▸ Aim of the exercise
Instruction for the data below: set down exactly the lines from the line with "bibliotechy: @cdoyle-temple Now" to the line with "the correct one", inclusive, and no others.

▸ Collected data
────

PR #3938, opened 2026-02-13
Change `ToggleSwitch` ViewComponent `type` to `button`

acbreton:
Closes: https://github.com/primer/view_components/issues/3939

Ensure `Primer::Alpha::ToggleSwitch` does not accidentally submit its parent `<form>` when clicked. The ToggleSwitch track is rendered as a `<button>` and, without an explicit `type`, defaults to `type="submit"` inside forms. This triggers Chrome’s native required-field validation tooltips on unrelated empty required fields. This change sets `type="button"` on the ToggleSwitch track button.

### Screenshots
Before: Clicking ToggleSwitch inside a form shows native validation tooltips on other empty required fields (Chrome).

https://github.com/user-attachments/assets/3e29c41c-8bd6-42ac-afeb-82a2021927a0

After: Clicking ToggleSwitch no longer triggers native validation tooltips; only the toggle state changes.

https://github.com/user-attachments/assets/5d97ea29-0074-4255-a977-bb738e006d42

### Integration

────

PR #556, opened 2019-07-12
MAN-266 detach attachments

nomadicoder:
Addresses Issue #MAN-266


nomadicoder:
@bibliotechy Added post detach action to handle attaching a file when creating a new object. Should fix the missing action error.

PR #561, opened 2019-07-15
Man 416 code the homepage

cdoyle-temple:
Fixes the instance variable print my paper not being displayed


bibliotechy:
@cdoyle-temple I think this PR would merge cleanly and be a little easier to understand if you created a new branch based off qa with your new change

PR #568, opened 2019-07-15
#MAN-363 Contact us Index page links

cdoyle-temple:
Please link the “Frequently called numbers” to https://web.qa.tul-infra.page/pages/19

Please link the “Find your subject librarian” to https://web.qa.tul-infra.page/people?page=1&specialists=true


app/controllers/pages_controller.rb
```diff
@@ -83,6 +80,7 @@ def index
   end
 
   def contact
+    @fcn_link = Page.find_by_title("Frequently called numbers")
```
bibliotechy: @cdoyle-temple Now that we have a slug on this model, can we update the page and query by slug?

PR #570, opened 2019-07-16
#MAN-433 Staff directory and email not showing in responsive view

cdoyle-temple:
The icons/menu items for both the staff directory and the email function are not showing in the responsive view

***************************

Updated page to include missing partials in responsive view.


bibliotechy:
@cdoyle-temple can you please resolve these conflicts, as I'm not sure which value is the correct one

────

▸ Answer
bibliotechy: @cdoyle-temple Now that we have a slug on this model, can we update the page and query by slug?

PR #570, opened 2019-07-16
#MAN-433 Staff directory and email not showing in responsive view

cdoyle-temple:
The icons/menu items for both the staff directory and the email function are not showing in the responsive view

***************************

Updated page to include missing partials in responsive view.


bibliotechy:
@cdoyle-temple can you please resolve these conflicts, as I'm not sure which value is the correct one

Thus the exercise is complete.